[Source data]
PR #660, opened 2026-08-24
Windows: companion stylesheets, and the Woo CSS stops riding every page

AllTerrainDeveloper:
## What

`openstation_register_window()` gains a `'styles' => [ $handle, … ]` arg — the styles-side mirror of the `scripts` companion list — and the WooCommerce Explorer integration becomes its first user, dropping the one eager enqueue it had left.

## Why

A window takes one `style` handle, injected when the window registers. With no companion slot on the styles side, the Woo integration's stylesheet had to be enqueued eagerly — which stamped it into **every admin document on a store**: the shell boot page *and* every chromeless iframe, where every selector in it is scoped to surfaces (Explorer panels, tile ribbons, Customer window chrome) that only ever render in the parent shell. Pure parse weight, per document, on every page a merchant opens in a window.

## KB improvements (WooCommerce store)

`my-wordpress-woocommerce.css` = 12.8 KB raw / 4.3 KB gzipped · `my-wordpress-woocommerce.min.js` = 47.4 KB raw / 13.6 KB gzipped

| Document | Before | After | Saved |
|---|---|---|---|
| Shell boot page | CSS linked + parsed (12.8 KB raw / 4.3 KB gz) | nothing until first open | **12.8 KB raw / 4.3 KB gz** |
| Every chromeless iframe (each page opened in a window, each in-window navigation) | CSS linked + parsed per document | nothing, ever | **12.8 KB raw / 4.3 KB gz per document** |
| First open of WP Explorer / Customer window | JS only (47.4 KB raw / 13.6 KB gz — deferred since #613) | JS + CSS (60.2 KB raw / 17.9 KB gz), fetched in parallel, once per session for both windows | — (cost moved here, not added) |
| Admin session that never opens either window | CSS on every document | config blob in the boot payload only (~1–2 KB) | everything above |
| Site without WooCommerce | 0 | 0 | — |

The steady-state per-document cost of the whole integration on a store is now the `openStationWooConfig` blob riding the boot payload.

## How

- **Registry** — `styles` normalized like `scripts` (deduped, empties stripped). With `preload_script`, companion styles are enqueued at boot alongside the scripts, keeping "preload means everything".
- **Payload** — each handle resolves through `openstation_resolve_style_payload()` into `companionStyles[]` (`styleUrl` / `styleHandle` / `styleInline`); unregistered handles drop silently, same as script companions.
- **Shell** — companions inject at the top of the first-open script chain (the `<link>` fetches in parallel with the bundles), once per URL, skipping links the server printed. Deliberately different timing from `style`, which still lands at registration so mid-session activations paint.
- **Cascade** — the subtle bit `tileStylesheetOrder` exists for: the Woo sheet overrides `my-wordpress.css` at *equal specificity*, an order the enqueue path guaranteed via a `wp_register_style` dependency. Append-to-head injection preserves it — the Explorer's own sheet is already in `<head>` when the companion lands, so the companion wins by source order. Pinned by a vitest case.
- **Woo integration** — eager enqueue deleted; the sheet rides WP Explorer via the `window_args` filter and the Customer window via `styles` (moved off `style`, which would have re-injected it at every shell boot through the sync path). Whichever window opens first pays it once for both.

## Tests & docs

Work order.
Using the records above, copy word for word the line with "- **Payload** —", the line with "- **Shell** —", and every line between them.

Written answer.
- **Payload** — each handle resolves through `openstation_resolve_style_payload()` into `companionStyles[]` (`styleUrl` / `styleHandle` / `styleInline`); unregistered handles drop silently, same as script companions.
- **Shell** — companions inject at the top of the first-open script chain (the `<link>` fetches in parallel with the bundles), once per URL, skipping links the server printed. Deliberately different timing from `style`, which still lands at registration so mid-session activations paint.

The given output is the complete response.